Sunday, April 14, 2019 1:02:54 AM
“Conversion. Each share of Series A preferred stock is convertible, at any time and from time to time at the option of the holder thereof, into that number of shares of common stock determined by dividing $1,000 by the conversion price of $2.00 (subject to adjustment as described below). This right to convert is limited by the beneficial ownership limitation described below.

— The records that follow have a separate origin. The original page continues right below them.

PR #4748, opened 2021-06-21
fix(android): Set WEBVIEW_SERVER_URL before injecting native-bridge

WIStudent:
According to the [docs](https://capacitorjs.com/docs/basics/utilities#convertfilesrc) `Capacitor.convertFileSrc` should return an URL starting with `http://localhost` on android, but instead this part is missing and something like `/_capacitor_file_/path/to/device/file` is returned. `convertFileSrc` gets the host part from `webviewServerUrl`, which is set when native-bridge is loaded:

https://github.com/ionic-team/capacitor/blob/ca4e3b62dba6a40e593a1404ba2fe2b416a4ac14/core/native-bridge.ts#L356-L357

Because of the injection order, `win.WEBVIEW_SERVER_URL` has not been set yet when this line is executed. This PR fixes that by injecting the part that sets `WEBVIEW_SERVER_URL` before native-bridge.

### DIFF
--- a/android/capacitor/src/main/java/com/getcapacitor/JSInjector.java
+++ b/android/capacitor/src/main/java/com/getcapacitor/JSInjector.java
@@ -48,6 +48,8 @@ class JSInjector {
         return (
             globalJS +
             "\n\n" +
+            localUrlJS +
+            "\n\n" +
             bridgeJS +
             "\n\n" +
             pluginJS +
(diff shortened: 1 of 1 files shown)


jcesarmobile (changes requested):
good catch and thanks for the PR!

Can you only change the `getScriptString` function and not all function params?

Since they are public it would be a breaking change if somebody is using them internally.

WIStudent:
Good point, I changed it.

jcesarmobile (approved):
looks good, thanks!

PR #8403, opened 2026-03-26
fix(http): correctly serialize Blob objects in request bodies and FormData

vamsi2246:
## Bug Report / Context
When using `CapacitorHttp` to intercept requests, dynamically generated `Blob` objects appended to `FormData` or passed as the request body are silently corrupted. Because the native bridge only checks `if (value instanceof File)`, generic `Blob`s fall through the type check and are improperly serialized as the literal string `"[object Blob]"`. 

## What This PR Does
Changes the strict `File` instance checks to `Blob` in `native-bridge.ts`. Since all `File` objects are instances of `Blob`, and `FileReader.readAsBinaryString()` natively accepts a `Blob`, this safely fixes the data corruption for both pure `Blob`s and `File`s without introducing any breaking changes.

- Replaced `instanceof File` with `instanceof Blob` in `convertFormData` and `convertBody`.
- Updated `readFileAsBase64` signature to accept `Blob`.
- Added a fallback `fileName` for generic Blobs that do not inherently have a `.name` property.

### DIFF
--- a/android/capacitor/src/main/assets/native-bridge.js
+++ b/android/capacitor/src/main/assets/native-bridge.js
@@ -48,14 +48,14 @@ var nativeBridge = (function (exports) {
         const newFormData = [];
         for (const pair of formData.entries()) {
             const [key, value] = pair;
-            if (value instanceof File) {
+            if (value instanceof Blob) {
                 const base64File = await readFileAsBase64(value);
                 newFormData.push({
                     key,
                     value: base64File,
                     type: 'base64File',
                     contentType: value.type,
-                    fileName: value.name,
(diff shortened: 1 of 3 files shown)


jcesarmobile:
can you first create an issue with a sample app that reproduces this problem?

riderx:

Patch IDs: `upstream-pr-8403-android`, `upstream-pr-8403-ios`

```ts
plugins: {
  CapacitorPatch: {
    patches: [
      'upstream-pr-8403-android',
      'upstream-pr-8403-ios',
    ],
    strict: true,
  },
}
```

In connection with this offering, CRG has agreed to suspend the conversion of its Series A convertible preferred stock into common stock until such time as our stockholders have approved an amended and restated certificate of incorporation authorizing at least 125 million shares of common stock. We have created a Certificate of Amendment to the Certificate of Designation of Preferences, Rights and Limitations of Series A Convertible Preferred Stock, in the form filed as Exhibit 3.7 to the registration statement of which this prospectus forms a part, for filing with the Secretary of State for the state of Delaware to effect this change. Following the filing of this amendment, the Company has agreed to call a meeting of the Company’s stockholders on or before June 30, 2019, and to use reasonable best efforts (including the hiring of a proxy solicitor), to obtain approval from the stockholders of the Company for an amended and restated certificate of incorporation that increases the number of authorized shares to at least 125 million shares (or such larger number of shares as is necessary) in order to allow for the conversion of the outstanding Series A convertible preferred stock into common stock. In this regard, the Company shall include approval of an amended and restated certificate of incorporation as a proposal to be voted on by the stockholders in such stockholders meeting. If such proposal is not approved in the next stockholders meeting the Company shall include a similar proposal on its agenda for following stockholders meetings and continue to use reasonable best efforts to obtain its approval until such proposal is approved.
Forced Conversion. Beginning on January 1, 2019, if the Company’s average market capitalization is at least $100,000,000 both (i) on a given date, based on the closing price and number of shares outstanding and (ii) for the prior quarter, based on the volume-weighted average closing price during such quarter and number of shares outstanding on the last day of such quarter, the Series A preferred stock is subject to mandatory conversion (subject to the beneficial ownership limitation below).”